- Exercise aim -
A line belongs in the answer if it contains "sense"; copy every such line from the entries below.

- Data provided -
——

PR #808, opened 2024-06-06
modules/pam_unix: fix snprintf argument type

amper128:
modules/pam_unix/passverify.c:503:9: warning: %u in format string (no. 1) requires 'unsigned int' but the argument type is 'signed int'. [invalidPrintfArgType_uint]
  sp += snprintf(sp, sizeof(salt) - (16 + 1 + (sp - salt)), "rounds=%u$", rounds);

### DIFF
--- a/modules/pam_unix/passverify.c
+++ b/modules/pam_unix/passverify.c
@@ -500,7 +500,7 @@ PAMH_ARG_DECL(char * create_password_hash,
 #else
 	sp = stpcpy(salt, algoid);
 	if (on(UNIX_ALGO_ROUNDS, ctrl)) {
-		sp += snprintf(sp, sizeof(salt) - (16 + 1 + (sp - salt)), "rounds=%u$", rounds);
+		sp += snprintf(sp, sizeof(salt) - (16 + 1 + (sp - salt)), "rounds=%i$", rounds);
 	}
 	crypt_make_salt(sp, 16);
 #endif /* CRYPT_GENSALT_IMPLEMENTS_AUTO_ENTROPY */


modules/pam_unix/passverify.c
```diff
@@ -500,7 +500,7 @@ PAMH_ARG_DECL(char * create_password_hash,
 #else
 	sp = stpcpy(salt, algoid);
 	if (on(UNIX_ALGO_ROUNDS, ctrl)) {
-		sp += snprintf(sp, sizeof(salt) - (16 + 1 + (sp - salt)), "rounds=%u$", rounds);
+		sp += snprintf(sp, sizeof(salt) - (16 + 1 + (sp - salt)), "rounds=%i$", rounds);
```
ldv-alt, line 503: Given that `rounds < 0` doesn't make any sense, I suggest changing the type of `rounds` to an unsigned type instead.

ldv-alt (changes requested):

modules/pam_unix/passverify.c
amper128: Changing `rounds` to an unsigned type will require changing the argument type in `_set_ctrl()` also called in `pam_sm_acct_mgmt()`, `pam_sm_authenticate(),` `pam_sm_setcred()`, `pam_sm_open_session()` and `pam_sm_close_session()` where `int argc` is passed.

ldv-alt: Anyway, printing `rounds` as a signed integer doesn't make sense.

——

- Response box -
ldv-alt, line 503: Given that `rounds < 0` doesn't make any sense, I suggest changing the type of `rounds` to an unsigned type instead.
ldv-alt: Anyway, printing `rounds` as a signed integer doesn't make sense.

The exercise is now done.